──────── Materials provided ────────

PR #5577, opened 2018-10-08
[KC-2018] KaizenOps logo update

ThePVD:
update with logo provided by Mark Williams 9/25/18


kmugrage:
@ThePVD we don't allow changes to logos for events which have happened in the past. For the context, see #503 where I tried to do it for my company a couple years ago ;)

I'd do it for you but don't have the time in the next couple days unfortunately.

PR #5581, opened 2018-10-08
[Cape Town 2018] Add some more slides

adrianmoisey:
Add a few more slides to some of the speaker's talks.


bridgetkromhout:
Despite the timeout, this should work.

PR #9661, opened 2020-03-22
[DET-2020] Add Logos

aaronmaturen:


MikeRosTX:
Where are you planning to use **_ccs_map.png_**?

aaronmaturen:
It  was used last year on our location page and just got copied over... just removing it to be simpler

PR #9674, opened 2020-03-31
Aju2020 - Postponing DOD

igorleoem:
2020-aracaju.yml event date changed


MikeRosTX:
Although the reason is **OBVIOUS** why the event is being postponed, please put a message on the **Welcome** page explaining the reason why it is being postponed

PR #9691, opened 2020-04-07
Always ensure a trailing newline before appending to this file

adrianmoisey:
Got the solution from https://unix.stackexchange.com/a/31955


bridgetkromhout:
Looks like this works! Thanks.

PR #9703, opened 2020-04-15
Add instructions for canceled events

mattstratton:
This is my first pass at some instructions on what folks should do in a PR if an event needs to be canceled.


bridgetkromhout:
Most of the non-US English-speaking world says `cancelled` not `canceled` - maybe go with the international spelling if we want to try to be as clear as possible?

mattstratton:
>maybe go with the international spelling if we want to try to be as clear as possible?

Heh. I have been spelling it "cancelled" myself a lot lately and everyone makes fun of me, so I thought it was wrong. I guess I am just international!

mattstratton:
question - should we link to this on the README?

bridgetkromhout:
> question - should we link to this on the README?

Yes, I think that's wise.

bridgetkromhout:
And maybe point to a PR like Minneapolis where it's been done?

mattstratton:
>And maybe point to a PR like Minneapolis where it's been done?

the only thing I don't love about using the MSP PR is that the same PR included the 2021 event addition; it's a little hard to follow.

PR #9707, opened 2020-04-16
Add field to event data file to keep cancelled events from showing alongside upcoming events

### LINKED ISSUE #9681: Consider adding option "canceled" field for events
Currently, with events being canceled, we are suggesting that they keep the current event in the site, in case people have links to it, but remove the dates.

This will make the event still show up on the sidebar under "TBD".

This also causes some confusion if a new event for the following year shows up.

My proposal is to add an optional field to the `YYYY-CITY.yml` file to reflect that the event was canceled. This would then be used to redact the event from display.

Thoughts?

mattstratton:
This adds support for the `cancel:` field in data files, which prevents events from showing up in the sidebar, on future lists, home page, etc.

Tested with 2020 MSP in this PR.

Fixes #9681

### DIFF
--- a/data/events/2020-minneapolis.yml
+++ b/data/events/2020-minneapolis.yml
@@ -13,6 +13,8 @@ ga_tracking_id: "" # If you have your own Google Analytics tracking ID, enter it
 startdate:
 enddate:
 
+cancel: "true"
+
 # Leave CFP dates blank if you don't know yet, or set all three at once.
 cfp_date_start:
 cfp_date_end:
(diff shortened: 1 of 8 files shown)


mattstratton:
The main point of this was to keep them from being listed. Folks still have to update their pages, etc, as noted in https://github.com/devopsdays/devopsdays-web/blob/master/utilities/docs/cancel-event.md

This is not a "one stop shop" feature to cancel your event. It's a setting to keep events that have been cancelled, but the pages must remain, from not displaying.

mattstratton:
@MikeRosTX I recommend you look at the issue #9681 which is what this resolves, to understand the scope.

We did discuss in that issue potentially adding a bash script that might automate some of the other tasks that are needed, but this is not comprehensive.

I'll update the title of this PR to be more clear. I can see how the title was misleading.

mattstratton:
>Because it was added to Minneapolis's site, but theirs wasn't a true cancel because it was postponed

yes, the instance is a cancellation - the 2020 instance of MSP is not occurring.

bridgetkromhout:
This is scoped correctly and solves the issue of removing cancelled events from the TBD sidebar.

PR #9722, opened 2020-04-22
[MSN-2020] Removing madison 2020 since we never got it scheduled and aren't goin…

jazimmerman:
…g to run it this year.

@bridgetkromhout asked me to get this PR up based on what the plan was for this year given COVID-19.


bridgetkromhout:
Sadness, but also makes perfect sense. Thanks!

PR #9724, opened 2020-04-22
[ATL-2020] canceling 2020

cacorriere:
made changes per docs.


bridgetkromhout:
Thanks. When you have next year's date confirmed, it's a good idea to put it "on the map" by PR-ing in the minimal 2021 event generated by the new event script, as then it will be listed with dates when sponsors start looking.

PR #9728, opened 2020-04-27
[Porto Alegre-2020] Canceling the DOD Porto Alegre

csdiedrich:
Canceling the DOD Porto Alegre 2020


bridgetkromhout:
Hi, @csdiedrich, I am glad that you are making the right choice for your event. A few things to fix here; please let me know if you'd like help with these:

1) We recommend removing pages like your program and redirecting them to the welcome page, like this: https://github.com/devopsdays/devopsdays-web/blob/master/utilities/docs/cancel-event.md - we also recommend removing the dates.

2) You're adding new sponsors at the same time as cancellation of the event. Are you sure you want to do this? Did you instead want to list your event for 2021 with the sponsors who are staying?

3) If you are going to update the logo for sponsors, this is the correct way: https://github.com/devopsdays/devopsdays-web/blob/master/utilities/README.md#updating-a-sponsor-image-or-data

bridgetkromhout:
Thank you for the update!

PR #9751, opened 2020-05-13
[Msk-2020-2021] cancel event. add 2021 TBD

Frodox:
We are sorry, but we decided to cancel Msk 2020.
But we have scheduled 2021! :)


bridgetkromhout:
Glad to hear you'll return in 2021!

PR #9756, opened 2020-05-20
[NASH-2021] Updated 2020->2021

jwyckoff:


mattstratton:
Hey @jwyckoff - is the list of organizers changing from 2020 to 2021? If so, we need an email to info@devopsdays.org so we can update email lists, etc. 

also confirming that the intended behavior is the existing 2020 URL will completely disappear (if you haven't promoted the 2020 event, etc, and don't want to have any kind of verbiage about the cancellation on it, this should be fine.

if you want to preserve the 2020 website url (in case it's been shared) and have a notice about the cancellation, here are some instructions to help: https://github.com/devopsdays/devopsdays-web/blob/master/utilities/docs/cancel-event.md

jwyckoff:
thanks @mattstratton.  We are officially removing any reference of 2020 since we didn't do anything for this year's planning. 

I'm waiting for one last check on who's in for organizing this year.  Once complete, I'll send an email to info@, and resubmit this PR (I have a couple other small changes and will include them in the next one).

PR #10476, opened 2021-07-25
[TLV-2021] New Sponsors Added

shar1z:
Hey there team - git really is HARD.

I deleted, rebased, reforked, refetched, created two different branches and I'm still not sure I'm 100% in sync with origin/master.  I also wasn't able to push with the suggested 'origin' & branch - had some kind of authentication issue (despite being on SSH not HTTPS and having a token).

I created the sponsors at least 5 times and then lost them every time I checked out main to verify I was up to date (even though I was sure I stashed).

In any case... TL;DR - I hope I don't have any major conflicts.


phrawzty:
👋  I'm not sure why you have such rotten luck with git, but this PR looks totally fine, so kudos. 😄

PR #10526, opened 2021-08-18
NASH-2021 Adding sponsors and changing sponsor logo

GeoffCraig:
This adds a few sponsors and updates the logo for a sponsor per request.


yvovandoorn:
Adding @mattstratton as a reviewer.

Reason: One of the files is from 2016, aren't those static sites now -- meaning this change needs to be made elsewhere as well right?

PR #10529, opened 2021-08-19
[VIX-2022] New logo and organizer

giovanibalarini:
- New logo for event
- New organizer Jandson Mendes


giovanibalarini:
I sent the email with data about new organizer

PR #10586, opened 2021-09-13
[PDX-2021] speaker photo updates

BillWeiss:
A couple of folks liked the drawn avatars we made for them :) Also, a bio update for Aaron.


phrawzty:
The drawn avatars are super great!

PR #10588, opened 2021-09-14
[HOU-2021] Adding JJs Abstract

jjasghar:
Can you double-check this @skryukova?


skryukova:
Looks good to me. Let's merge this, and I will add a sharing.png afterwards.

PR #10593, opened 2021-09-17
[PDX-2021] Add an image and update Aaron's bio

BillWeiss:


glasnt:
Hi @BillWeiss, it looks like you dropped a speaker image instead of replacing it in this PR. Is that being re-added elsewhere?

BillWeiss:
@glasnt you're right! I'll get the right image added to this PR shortly. Thanks for looking out!

BillWeiss:
Oh! No, this is correct. The file is still there, it just got a lot smaller. The diff view on the picture shows it's right.

PR #10597, opened 2021-09-17
[PDX-2021] Adding a Watch Live page

BillWeiss:
One of the embeds will have to be updated once the event starts, but this gets it into place. We would appreciate if this would be merged even in the slightly ugly state before the event.

"watchlive" as a top-level link is kind of gross but works. Eh. Suggestions appreciated :)


glasnt:
Seems fine to me! Happy to take any updates if you get a chance to make them before your event!

PR #10599, opened 2021-09-18
[PRG-2022] Moving Prague from 2021 to 2022

EtssMM:
- Event rescheduled
- CFP opened
- Inactive organizer removed
- Sponzor level updated


phrawzty:
I'm glad to see that your sponsors stuck with you!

────────

# [What is expected]
Repeat only the stretch of lines that begins at the line containing "- Event rescheduled" and ends at the last line above, both included.

# [Response for this exercise]
- Event rescheduled
- CFP opened
- Inactive organizer removed
- Sponzor level updated


phrawzty:
I'm glad to see that your sponsors stuck with you!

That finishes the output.